Berber Lentil And Butternut Squash Curry
This Berber Lentil and Butternut Squash Curry is a flavorful and hearty dish that originates from Western Saharan Cuisine. It's a perfect combination of lentils, butternut squash, and aromatic spices that will warm you up on a chilly evening.
Ingredients
- 1 cup red lentils
- 1 small butternut squash, peeled and cubed
- 1 onion, finely chopped
- 3 cloves garlic, minced
- 1-inch piece of ginger, grated
- 1 can (14 oz) coconut milk
- 2 cups vegetable broth
- 2 tablespoons Berber spice mix
- 1 tablespoon olive oil
- Salt and pepper to taste
Instructions
- In a large pot, heat the olive oil over medium heat.
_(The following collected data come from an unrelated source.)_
Issue #1176, opened 2023-09-01
Completion provider ignores NodeDescriptions with the same name


dhuebner:
Often a language accept different linking targets with the same name. A good example is method overloading.
Right now there is a `duplicateStore` in [complition-provider](https://github.com/eclipse-langium/langium/blob/7259652a1669e236688b6f1f062f92430dcfbfb6/packages/langium/src/lsp/completion/completion-provider.ts#L403) that prevents suggesting completions for same named NodeDescriptions. 
As we already provide a way to filter out NodeDescriptions from scope using `filterCrossReference(_nodeDescription)` I would like to suggest to remove the `duplicateStore`. In addition we can pass a `Set` to the `filterCrossReference` so the overwrites can use it as state, but I don't think it is required.

dhuebner:
An other idea is to use `documentUri + path` as a set entry. This will filter out duplicate NodeDescriptions but accept descriptions with the same name.

msujew:
Closed in https://github.com/eclipse-langium/langium/pull/1178

PR #1178, opened 2023-09-01
Don't filter out same named NodeDescriptions

dhuebner:
Replaces a name based duplicates filter with URI based one.

See #1176

### DIFF
--- a/packages/langium/src/lsp/completion/completion-provider.ts
+++ b/packages/langium/src/lsp/completion/completion-provider.ts
@@ -398,11 +398,9 @@ export class DefaultCompletionProvider implements CompletionProvider {
             };
             try {
                 const scope = this.scopeProvider.getScope(refInfo);
-                const duplicateStore = new Set<string>();
                 scope.getAllElements().forEach(e => {
-                    if (!duplicateStore.has(e.name) && this.filterCrossReference(e)) {
+                    if (this.filterCrossReference(e)) {
                         acceptor(context, this.createReferenceCompletionItem(e));
-                        duplicateStore.add(e.name);
                     }
                 });
             } catch (err) {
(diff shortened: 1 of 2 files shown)


packages/langium/src/lsp/completion/completion-provider.ts
```diff
@@ -400,9 +400,10 @@ export class DefaultCompletionProvider implements CompletionProvider {
                 const scope = this.scopeProvider.getScope(refInfo);
                 const duplicateStore = new Set<string>();
                 scope.getAllElements().forEach(e => {
-                    if (!duplicateStore.has(e.name) && this.filterCrossReference(e)) {
+                    const storeId = e.documentUri + e.path;
```
spoenemann, line 403: `${e.documentUri}#${e.path}`

spoenemann (commented):
Sometimes one element is in the scope with multiple names. Shall we use a combination of URI, path and name?

packages/langium/src/lsp/completion/completion-provider.ts
dhuebner: Fragment path starts with an `/` which is already a good separator as doc URI normally ends with a file extension I thought. That why I left out an additional separator, but yes we can add `#`.

dhuebner:
> Sometimes one element is in the scope with multiple names. Shall we use a combination of URI, path and name?

I think it is really about to filter out the same AstNodeDescriptions (probably performance reasons), means filter out descriptions that points to the same element using URI + Element path. 
I would rather completely remove this `duplicateStore` as we have an additional method for filtering and completion items are filtered again later on.  See linked issue.

msujew:
@dhuebner I agree. The duplicateStore was supposed to reduce the amount of duplicate suggestions. We have a better method of deduplicating elements now, so we should remove the store.

dhuebner:
@spoenemann 
I removed the `duplicateStore`, please re-view again.

spoenemann (approved):
👍

PR #1204, opened 2023-09-27
feat: make keyword filtering in completion provider configurable

cdietrich:


packages/langium/src/lsp/completion/completion-provider.ts
```diff
@@ -442,6 +441,11 @@ export class DefaultCompletionProvider implements CompletionProvider {
         });
     }
 
+    protected isKeywordWorthyToPropose(context: CompletionContext, keyword: ast.Keyword): boolean {
```
msujew, line 444: Minor: Sounds a bit verbose and it probably makes sense to keep this more in line with the existing `filterCrossReference`.
```suggestion
    protected filterKeyword(context: CompletionContext, keyword: ast.Keyword): boolean {
```

msujew (commented):
While you're at it: I've noticed that the `filterCrossReference` method doesn't accept a `CompletionContext` as a parameter. In it's current state, the method is kind of useless. Do you mind adding that as well?

packages/langium/src/lsp/completion/completion-provider.ts
cdietrich: done

cdietrich:
adapted both methods

msujew (approved):
Alright, thanks 👍

packages/langium/src/lsp/completion/completion-provider.ts
```diff
@@ -442,6 +441,11 @@ export class DefaultCompletionProvider implements CompletionProvider {
         });
     }
 
+    protected filterKeyword(_context: CompletionContext, keyword: ast.Keyword): boolean {
```
spoenemann, line 444: The method name is ambiguous. In the JS context, "filter" is usually understood as include, not "filter out".

cdietrich:
@spoenemann got a mail about the naming, but cannot find the comment

PR #1208, opened 2023-09-28
Railroad diagrams separate files

### LINKED ISSUE #1187: Railroad Diagrams in separate files
As part of an user guide for a language developed with Langium, I want to include the railroad syntax diagrams for illustration. However, `langium-cli` only outputs such diagrams into a single HTML file, which makes their extraction difficult. 

Therefore I propose to extend `langium-railroad` and `langium-cli` to output each syntax diagram into a separate picture file on demand. Probably the most straightforward way would be to take the already generated SVG documents per diagram, insert the diagram styles, and then write them into separate `svg` files.

bjthehun:
Closes #1187

Allows `langium-cli` to output railroad diagrams for a given language configuration in single SVG files, that can be used e.g. for language documentation. To use this feature, the `railroad` part of a configuration now contains the `mode` setting:

1. When `mode === 'svg'`, output each grammar rule named `Rule` into single files with the path `out/Rule.svg`.
2. When `mode` is missing or `mode === 'html'`, output all grammar rules into a single HTML file with the path `out`, as is the current behavior.


packages/langium-cli/src/generate.ts
```diff
@@ -365,10 +365,21 @@ export async function runGenerator(config: LangiumConfig, options: GenerateOptio
...
+                const diagram = createGrammarDiagramHtml(grammar);
+                log('log', options, `Writing railroad syntax diagram to ${chalk.white.bold(diagramPath)}`);
+                await writeWithFail(diagramPath, diagram, options);
+            }
+            // Svg files requested -> make dir and write into it.
+            else {
+                const diagrams = createGrammarDiagramSvg(grammar);
+                log('log', options, `Writing railroad syntax diagrams to ${chalk.white.bold(diagramPath)}`);
+                for (const [name, diagram] of diagrams) {
+                    await writeWithFail(`${diagramPath}/${name}.svg`, diagram, options);
```
msujew, line 380: Suggestion: Please use `path.join` or `path.resolve` to join file system paths. This kind of joining will lead to problems in case the given directory ends in `/`.

packages/langium-railroad/src/grammar-railroad.ts
```diff
@@ -39,16 +39,30 @@ export interface GrammarDiagramOptions {
...
+}
+
+/**
+ * Creates a whole HTML file that contains all railroad diagrams.
+ *
+ * @param grammar - GrammarAST.Grammar
+ * @param options? - GrammarDiagramOptions
+ * Use to add additional styling to all diagrams and additional behavior for the created HTML.
+ *
+ * @returns text - string
```
msujew, line 58: Minor: We usually don't annotate our parameter or return type information, since we already generate `.d.ts` files for all JavaScript files.

packages/langium-railroad/src/grammar-railroad.ts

Add the onion, garlic, and ginger, and sauté until the onion is soft and translucent.
- Add the Berber spice mix and stir for 1 minute to toast the spices.
- Add the red lentils, butternut squash, coconut milk, and vegetable broth. Season with salt and pepper.
- Bring the curry to a boil, then reduce the heat and let it simmer for 30-35 minutes, or until the lentils and butternut squash are tender.
- Serve the Berber Lentil and Butternut Squash Curry hot, with steamed rice or crusty bread.
Cooking & Preparation
- Preparation time:
- 10 minutes
- Cooking time:
- 40 minutes
- Total time:
- 50 minutes
- Cooking method
- Stovetop
Nutritional facts per 1 serving
- Calories
- 300 per serving
- Carbohydrates
- 45g
- Protein
- 15g
- Fat
- 8g
Supplies
Large pot Stirring spoon Knife Cutting board
Tools
Stovetop
Serving suggestions
This curry is best served with a side of fluffy basmati rice or warm naan bread.
Tips & tricks
For a creamier texture, you can blend a portion of the curry before serving.